Tu veux dire que si je ne connecte pas la clé avant que boot camp reboot la machine? Je sais pas... Je viens de faire une commande de l'OS SL via le site de Apple. C'est j'imagine l'unique option pour downgrade la machine et ainsi repartir sur un OS plus ancien avec une version de boot camp plus ancienne. Ça marchait à l'époque parfaitement.

J'ai vraiment fait différents essais, même récupérer des drivers d'un boot camp 2.1 via internet, toujours le même problème les pilotes CD/DVD. Je vois pas d'autres options actuellement que de downgrade OSX via le DVD et faire l'installation de boot camp à ce moment là.

Il y a un Apple Store à 3 rues de chez moi ça reste la dernière option si le downgrade passe pas avec le DVD (mes CD gris fonctionnent plus vraiment)


----------



## albanalban (26 Avril 2018)

Même problème sans la clé, création de la partition via boot camp puis reboot de la machine sur windows, toujours cette fenêtre qui s'ouvre juste après le menu de W7 "Installer maintenant".


----------



## albanalban (3 Mai 2018)

Hello,
Petit retour pour dire que finalement Windows est bien sur la machine depuis Yosemite.
Finalement ce n'est pas un win7 mais un win8, installé depuis une clé USB 3.0.
Pour les gens qui rencontrent aussi des problèmes, je partage comment j'ai fait la chose...

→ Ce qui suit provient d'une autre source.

PR #437, opened 2024-02-02
Add `static_multiset` and its insert APIs

PointKernel:
This PR adds `static_multiset` and its insert-related APIs. This is a proof of concept of sharing implementation details between set and multiset containers.


include/cuco/detail/open_addressing/open_addressing_ref_impl.cuh
```diff
@@ -73,12 +73,14 @@ struct window_probing_results {
  * @tparam KeyEqual Binary callable type used to compare two keys for equality
  * @tparam ProbingScheme Probing scheme (see `include/cuco/probing_scheme.cuh` for options)
  * @tparam StorageRef Storage ref type
+ * @tparam SupportsDuplicateEntries Flag indicating whether duplicate entries are allowed or not
```
```suggestion
 * @tparam AllowDuplicates Flag indicating whether duplicate keys are allowed or not
```

Suggestion

include/cuco/static_set_ref.cuh
```diff
@@ -64,8 +64,16 @@ class static_set_ref
...
+  /// Flag indicating whether duplicate entries are allowed or not
+  static constexpr auto supports_duplicate_entries = false;
+
+  /// Implementation type
+  using impl_type = detail::open_addressing_ref_impl<Key,
+                                                     Scope,
+                                                     KeyEqual,
+                                                     ProbingScheme,
+                                                     StorageRef,
+                                                     supports_duplicate_entries>;
```
sleeepyjack: Instead of exposing this to the public API, we could use a type selector in detail namespace that selects the appropriate input type based on the public type, e.g., `detail::impl_type<static_set_ref>`.
`detail::impl_type` would then specialize for `static_set_ref` and emit the OA ref impl class.

sleeepyjack (approved):
Very nice PR!

include/cuco/static_set_ref.cuh
PointKernel: This `impl_type` is private. Are you suggesting using a detail type selector to avoid exposing the private `impl_type` alias in a public header?

sleeepyjack: Yeah that's basically it. It's just a minor remark and doesn't need to be dealt with in this PR.

sleeepyjack:
Reminder to include the ODR fix from #440 into this PR too

PR #438, opened 2024-02-06
Add shared memory example

sleeepyjack:
Demonstrates usage of the `static_set` in shared memory.


examples/static_set/shared_memory_example.cu
```diff
@@ -0,0 +1,107 @@
...
+  // Note that if you want to use a cg_size other then one, you have to use the cooperative
+  // overload of this function, i.e., insert(cg, key);
+  insert_ref.insert(key);
+
+  // Synchronize the cta to make sure all insert operations have finished.
+  block.sync();
+  // Next, we want to check if the keys can be found again using the `contains` function.
+  // We move the `insert_ref` to a new object that supports `contains` but no longer supports
+  // `insert`.
+  auto contains_ref = std::move(insert_ref).with(cuco::contains);
```
sleeepyjack:
```suggestion
  auto const contains_ref = std::move(insert_ref).with(cuco::contains);
```

include/cuco/detail/extent/extent.inl
```diff
@@ -30,11 +30,12 @@ template <typename SizeType, std::size_t N>
 struct window_extent {
   using value_type = SizeType;  ///< Extent value type
 
+  __host__ __device__ explicit constexpr window_extent() noexcept {}
```
PointKernel: Oh man, this is wild. `window_extent` ctor must be private. Imagine using this default ctor together with a dynamic extent...

sleeepyjack: Dynamic `window_extent` is a template specialization which has has the ctor still private. I just enabled the default ctor for the static case. This make the static shmem usecase a bit easier, since you can get the actual extent by calling `typename ref_type::extent_type{}`.

sleeepyjack: Oh, wow, I missed that. Although the dynamic extent isn't the problem here since it's a different specialization with the ctor still being private. The problem is that a user can specify any size and it will be assumed as a valid size. I'll roll back this commit.

PointKernel (approved):
LGTM.

Could add a line at the top-level README about this example as well.

PR #440, opened 2024-02-12
Fix ODR violation where end() might be defined by multiple mixin operators

sleeepyjack:
This PR fixes an ODR violation that occurs when mixing multiple operators that define `end()` in their body, e.g., `find()` and `insert_and_find().`

Solution: Move definition of `end()` to the `_ref` class instead of defining it in the operators.


PointKernel (approved):
LGTM

PR #441, opened 2024-02-21
Improve erased sentinel check logic

PointKernel:
This PR cleans up the equal wrapper logic in the base implementation. It makes insert and query operations use distinct code paths for equality checks. By introducing a new `AVAILABLE`equal result, all sentinel comparisons happened inside the equal wrapper and I believe this also fixes the subtle `erase` bug we try to target with #396.


sleeepyjack (approved):
I'm not 100% sold on the naming, e.g., the difference in meaning between `AVAILABLE` and `EMPTY` but I can't come up with a better name.

PR #442, opened 2024-02-25
Add set retrieve

PointKernel:
This PR adds host-bulk set retrieve APIs. For now, they use device `find` APIs to get matches since the benefit of creating a dedicated device `retrieve` is unclear.

It also adds a placeholder for an overload of `retrieve` that takes custom key_equal and hasher.


include/cuco/detail/static_set/kernels.cuh
```diff
@@ -89,6 +90,193 @@ CUCO_KERNEL void find(InputIt first, cuco::detail::index_type n, OutputIt output
...
+                             cuco::pair<ProbeKey, Key>* buffer,
+                             AtomicT* counter,
+                             OutputIt1 probe_begin,
+                             OutputIt2 output_begin)
+{
+  auto i = block.thread_rank();
+  __shared__ Size offset;
+
+  if (i == 0) { offset = counter->fetch_add(buffer_size, cuda::std::memory_order_relaxed); }
+  block.sync();
```
wence-: *question*: Is this more future-proofly written as:

```
Size offset = cooperative_groups::invoke_one_broadcast(block, [&]() { return counter->fetch_add(buffer_size, cuda::std::memory_order_relaxed); });
```
?

Edit: no, because `invoke_one_broadcast` only works for `coalesced_group` and `thread_block_tile`, not general group types.

PointKernel: Good point.

I will do this in the tile-wise `flush_buffer`.

include/cuco/detail/static_set/kernels.cuh
```diff
@@ -89,6 +90,257 @@ CUCO_KERNEL void find(InputIt first, cuco::detail::index_type n, OutputIt output
...
+          typename Size,  // have to do this due to https://github.com/NVIDIA/cccl/issues/1523
+          typename ProbeKey,
+          typename Key,
+          typename AtomicT,
+          typename OutputIt1,
+          typename OutputIt2>
+__device__ void flush_buffer(CG const& tile,
+                             Size buffer_size,
+                             cuco::pair<ProbeKey, Key>* buffer,
+                             AtomicT* counter,
```
sleeepyjack:
```suggestion
                             cuda::atomic<Size, whateverthreadscope>& counter,
```

This way you can get rid of the `AtomicT` tparam and also make sure we pass a reference to a valid object instead of an arbitrary ptr.

include/cuco/detail/static_set/kernels.cuh
```diff
@@ -89,6 +90,257 @@ CUCO_KERNEL void find(InputIt first, cuco::detail::index_type n, OutputIt output
...
+  Size offset;
+  auto i = tile.thread_rank();
+
+#if defined(CUCO_HAS_CG_INVOKE_ONE)
+  offset = cooperative_groups::invoke_one_broadcast(
+    tile, [&]() { return counter->fetch_add(buffer_size, cuda::std::memory_order_relaxed); });
+#else
+  if (i == 0) { offset = counter->fetch_add(buffer_size, cuda::std::memory_order_relaxed); }
+  offset = tile.shfl(offset, 0);
+#endif
```
sleeepyjack: Is there a performance difference between the two? How is `invoke_one_broadcast` implemented?

include/cuco/detail/static_set/kernels.cuh
```diff
@@ -89,6 +90,257 @@ CUCO_KERNEL void find(InputIt first, cuco::detail::index_type n, OutputIt output
...
+  auto constexpr window_size = Ref::window_size;
+
+  auto idx          = cuco::detail::global_thread_id() / tile_size;
+  auto const stride = cuco::detail::grid_stride() / tile_size;
+  auto const block  = cg::this_thread_block();
+  auto const tile   = cg::tiled_partition<tile_size>(block);
+
+  auto constexpr flushing_tile_size = cuco::detail::warp_size() / window_size;
+  // random choice to tune
+  auto constexpr flushing_buffer_size = 2 * flushing_tile_size;
```
sleeepyjack, line 154: I'm curious. Why did you choose that particular size?

include/cuco/detail/static_set/kernels.cuh
```diff
@@ -89,6 +90,257 @@ CUCO_KERNEL void find(InputIt first, cuco::detail::index_type n, OutputIt output
...
+
+  auto const flushing_tile    = cg::tiled_partition<flushing_tile_size>(block);
+  auto const flushing_tile_id = block.thread_rank() / flushing_tile_size;
+
+  __shared__ cuco::pair<ProbeKey, Key> flushing_tile_buffer[num_flushing_tiles][flushing_tile_size];
+  // per flushing-tile counter to track number of filled elements
+  __shared__ cuda::atomic<size_type, cuda::thread_scope_block> flushing_counter[num_flushing_tiles];
+
+#if defined(CUCO_HAS_CG_INVOKE_ONE)
+  cg::invoke_one(flushing_tile, [&]() { flushing_counter[flushing_tile_id] = 0; });
```
sleeepyjack: Is this enough to initialize the atomic object inplace or do we need a placement-`new`?

include/cuco/detail/static_set/kernels.cuh
```diff
@@ -89,6 +90,257 @@ CUCO_KERNEL void find(InputIt first, cuco::detail::index_type n, OutputIt output
...
+    auto const active_flushing_tile =
+      cg::binary_partition<flushing_tile_size>(flushing_tile, active_flag);
+    if (active_flag) {
+      auto const found = ref.find(tile, *(first + idx));
+#if defined(CUCO_HAS_CG_INVOKE_ONE)
+      if (found != ref.end()) {
+        cg::invoke_one(tile, [&]() {
+          auto const offset =
+            flushing_counter[flushing_tile_id].fetch_add(1, cuda::std::memory_order_relaxed);
+          flushing_tile_buffer[flushing_tile_id][offset] = cuco::pair{*(first + idx), *found};
```
sleeepyjack:
```suggestion
          flushing_tile_buffer[flushing_tile_id][offset] = {*(first + idx), *found};
```

include/cuco/detail/static_set/kernels.cuh
```diff
@@ -89,6 +90,257 @@ CUCO_KERNEL void find(InputIt first, cuco::detail::index_type n, OutputIt output
...
+        });
+      }
+#else
+      if (tile.thread_rank() == 0 and found != ref.end()) {
+        auto const offset =
+          flushing_counter[flushing_tile_id].fetch_add(1, cuda::std::memory_order_relaxed);
+        flushing_tile_buffer[flushing_tile_id][offset] = cuco::pair{*(first + idx), *found};
```
sleeepyjack:
```suggestion
        flushing_tile_buffer[flushing_tile_id][offset] = {*(first + idx), *found};
```

Just a suggestion/my preference. Some find stating the type explicitly more readable.

include/cuco/detail/static_set/static_set.inl
```diff
@@ -307,6 +307,80 @@ void static_set<Key, Extent, Scope, KeyEqual, ProbingScheme, Allocator, Storage>
...
 
+template <class Key,
+          class Extent,
+          cuda::thread_scope Scope,
+          class KeyEqual,
+          class ProbingScheme,
+          class Allocator,
+          class Storage>
+template <typename InputIt, typename OutputIt1, typename OutputIt2>
+std::pair<OutputIt1, OutputIt2>
```
sleeepyjack:
```suggestion
cuda::std::pair<OutputIt1, OutputIt2>
```

include/cuco/detail/static_set/static_set.inl
```diff
@@ -307,6 +307,80 @@ void static_set<Key, Extent, Scope, KeyEqual, ProbingScheme, Allocator, Storage>
...
+
+template <class Key,
+          class Extent,
+          cuda::thread_scope Scope,
+          class KeyEqual,
+          class ProbingScheme,
+          class Allocator,
+          class Storage>
+template <typename InputIt, typename OutputIt1, typename OutputIt2>
+std::pair<OutputIt1, OutputIt2>
```
sleeepyjack:
```suggestion
cuda::std::pair<OutputIt1, OutputIt2>
```

Although I'm not sure if this is helpful or not

PointKernel: This is a host API thus returning a host device pair seems an overkill.

include/cuco/detail/static_set/kernels.cuh
PointKernel: > Is there a performance difference between the two?

No visible runtime difference but `invoke_one` indeed requires more instructions https://godbolt.org/z/8Y3eeT11j

include/cuco/detail/static_set/static_set.inl
sleeepyjack: Right, a plain `std::pair` will work here. My point is more about design guidelines. `cuda::std::` is a superset of `std::` as it works both on host and device. My understanding is that we should use `cuda::std::` as much as possible for this reason. Although I'm not sure if there's any automatic namespace aliasing `std:: -> cuda::std::` happening or not.

include/cuco/detail/static_set/kernels.cuh
sleeepyjack: Ha, if we `invoke_one` using a `thread_block_tile` instead of a whole CTA we actually emit fewer instructions. Notice the `ELECT` instruction: https://godbolt.org/z/q36dYEoTc

PointKernel: https://godbolt.org/z/G33zE5aGx

PointKernel: It saves more with `invoke_one_broadcast` since shared memory is no longer needed

PointKernel: OK, so for the new `invoke_one`/`invoke_one_broadcast` in general:

- tile works better than block
- newer arch like `sm_90` works better than old `sm_70`

include/cuco/detail/static_set/kernels.cuh
```diff
@@ -89,6 +90,257 @@ CUCO_KERNEL void find(InputIt first, cuco::detail::index_type n, OutputIt output
...
+
+  auto constexpr tile_size   = Ref::cg_size;
+  auto constexpr window_size = Ref::window_size;
+
+  auto idx          = cuco::detail::global_thread_id() / tile_size;
+  auto const stride = cuco::detail::grid_stride() / tile_size;
+  auto const block  = cg::this_thread_block();
+  auto const tile   = cg::tiled_partition<tile_size>(block);
+
+  auto constexpr flushing_tile_size = cuco::detail::warp_size() / window_size;
```
wence-, line 152: *suggestion*: `static_assert(flushing_tile_size > 0)` ? Unless it is asserted somewhere else (in the `Ref` constructor?) that the `window_size` parameter must always be at most `warp_size` large?

include/cuco/detail/static_set/kernels.cuh
```diff
@@ -89,6 +90,257 @@ CUCO_KERNEL void find(InputIt first, cuco::detail::index_type n, OutputIt output
...
+  // random choice to tune
+  auto constexpr flushing_buffer_size = 2 * flushing_tile_size;
+  auto constexpr num_flushing_tiles   = BlockSize / flushing_tile_size;
+  auto constexpr max_matches          = flushing_tile_size / tile_size;
+
+  auto const flushing_tile    = cg::tiled_partition<flushing_tile_size>(block);
+  auto const flushing_tile_id = block.thread_rank() / flushing_tile_size;
```
wence-:
```suggestion
  auto const flushing_tile_id = flushing_tile.meta_group_rank();
```

include/cuco/detail/static_set/kernels.cuh
```diff
@@ -89,6 +90,257 @@ CUCO_KERNEL void find(InputIt first, cuco::detail::index_type n, OutputIt output
...
+
+  while (flushing_tile.any(idx < n)) {
+    bool active_flag = idx < n;
+    auto const active_flushing_tile =
+      cg::binary_partition<flushing_tile_size>(flushing_tile, active_flag);
+    if (active_flag) {
+      auto const found = ref.find(tile, *(first + idx));
+#if defined(CUCO_HAS_CG_INVOKE_ONE)
+      if (found != ref.end()) {
+        cg::invoke_one(tile, [&]() {
```
wence-, line 187: *question*: `invoke_one` is logically collective over the group defined by `tile` and the hardware could select any thread in `[0, tile.num_threads())` to execute the functor. However, it seems to me that not all threads in `tile` could reach this line (because both `found` and `active_flag` are divergent to my understanding). Is this a problem?

include/cuco/detail/static_set/kernels.cuh
```diff
@@ -89,6 +90,257 @@ CUCO_KERNEL void find(InputIt first, cuco::detail::index_type n, OutputIt output
...
+  auto i = block.thread_rank();
+  __shared__ Size offset;
+
+#if defined(CUCO_HAS_CG_INVOKE_ONE)
+  cooperative_groups::invoke_one(
+    block, [&]() { offset = counter->fetch_add(buffer_size, cuda::std::memory_order_relaxed); });
+#else
+  if (i == 0) { offset = counter->fetch_add(buffer_size, cuda::std::memory_order_relaxed); }
+#endif
+  block.sync();
```
wence-, line 256: *question*: In the CG `invoke_one` case, is this better written without the explicit `__shared__` offset as:
```
#if defined(CUCO_HAS_CG_INVOKE_ONE)
  Size offset = cg::invoke_one_broadcast(block, [&] { return counter->fetch_add(buffer_size, cuda::std::memory_order_relaxed) });
#else
  __shared__ Size offset;
  if (i == 0) { offset = counter->fetch_add(buffer_size, cuda::std::memory_order_relaxed); }
  block.sync()
#endif
```
?

include/cuco/detail/static_set/static_set.inl
PointKernel: > cuda::std:: is a superset of std:: as it works both on host and device.

That's exactly the reason I tent to use, e.g.  `cuda::std::pair` for host device API, `thrust::pair` (or is there a `cuda::pair`?) for device API and `std::pair` for host only.

PointKernel: Switching to `cuda::std::pair` for all APIs based on offline discussions

include/cuco/detail/static_set/kernels.cuh
PointKernel: No particular reason. Tested with 1, 2, 3 and 4 and there is no big difference between those options.

include/cuco/detail/static_set/kernels.cuh
PointKernel: Thanks for explaining your concern. The tile-based `ref.find(tile, ...)` guarantees that all threads of the same tile have the same `found`. `active_flag` could diverge between different tiles but not for threads of the same tile.

include/cuco/detail/static_set/kernels.cuh
PointKernel: Nice! Really love your comments like this. Please review more cuco PRs :)

include/cuco/detail/static_set/kernels.cuh
PointKernel: I see your point. `cg::invoke_one_broadcast` only works for tiles but not thread block thus it doesn't work in this particular case. However, your suggestion is valid for numerous other cases in cuco and I will make a PR to update them all. :+1: Love it.

include/cuco/detail/static_set/kernels.cuh
wence-: Thanks!

include/cuco/static_set.cuh
```diff
@@ -533,6 +534,108 @@ class static_set {
...
+  /**
+   * @brief Asynchronously retrieves the matched key in the set corresponding to all probe keys in
+   * the range `[first, last)`
+   *
+   * If key `k = *(first + i)` has a match `m` in the set, copies a `cuco::pair{k, m}` to
+   * unspecified locations in `[output_begin, output_end)`. Else, does nothing.
+   *
+   * @note Behavior is undefined if the size of the output range exceeds
+   * `std::distance(output_begin, output_end)`.
+   * @note Behavior is undefined if the given key has multiple matches in the set.
```
sleeepyjack, line 580: Is it undefined or do we return the first matching occurrence of the key?

include/cuco/detail/static_set/static_set.inl
```diff
@@ -307,6 +307,80 @@ void static_set<Key, Extent, Scope, KeyEqual, ProbingScheme, Allocator, Storage>
...
+OutputIt
+static_set<Key, Extent, Scope, KeyEqual, ProbingScheme, Allocator, Storage>::retrieve_async(
+  InputIt first,
+  InputIt last,
+  OutputIt output_begin,
+  ProbeEqual const& probe_equal,
+  ProbeHash const& probe_hash,
+  cuda_stream_ref stream) const
+{
+  CUCO_FAIL("Unsupported code path: retrieve_async with custom hash/equal");
```
sleeepyjack, line 381: We should add a note about this in the inline docs

include/cuco/static_set.cuh
PointKernel: It's the first element for scalar probing but undefined behavior for CG-based algorithms so undefined behavior is accurate.

include/cuco/detail/static_set/static_set.inl
PointKernel: [1cb1b58](https://github.com/NVIDIA/cuCollections/pull/442/commits/1cb1b58edc671c9a5533495c864f61319dcbc8bc)

sleeepyjack (approved):
Awesome work! Thanks!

Tout d'abord sur mon Yosemite Boot Camp ne voyait pas la fonction pour créer une clé USB de puis un .iso j'ai donc fait la modification du fichier Info.plist histoire de voir la chose et ainsi créer la fameuse clé.
Pour la modification du fichier il faut faire la modification sur la ligne "PreUSBBootSupportedModels", il faut simplement retirer "Pre" donc avoir : "USBBootSupportedModels". Vérifier aussi si le modèle de la machine passe... Pour ma part c'est un iMac12,2 donc ça roule. Possible d'ajouter une ligne et donc un modèle. Pour avoir l'info du modèle c'est dans les informations système.

Une fois la sauce Boot Camp OK (création de la clé, download des drivers, création de la partition) je ne fais pas boot la machine sur windows mais je passe rapidement sur OSX. Je supprime la partition de BOOTCAMP via l'utilitaire de disque.
Une fois cela ok je reboot sur la fameuse clé, et voilà je regarde de bien prendre la bonne partition et en avant! 

C'est une explication rapide tout est dispo sur le web! Voilà un lien plutôt propre dans les explications/aides : https://ole.michelsen.dk/blog/install-windows-8-with-boot-camp-on-osx-yosemite-with-usb-key.html

Pour l'installation de win8 j'ai fait l'installation sans internet (première installation foireuse, toujours le même problème de blue screen avec ce problème : "System Thread Exception Not Handled" et j'étais connecté. Sans connection tout roule!


----------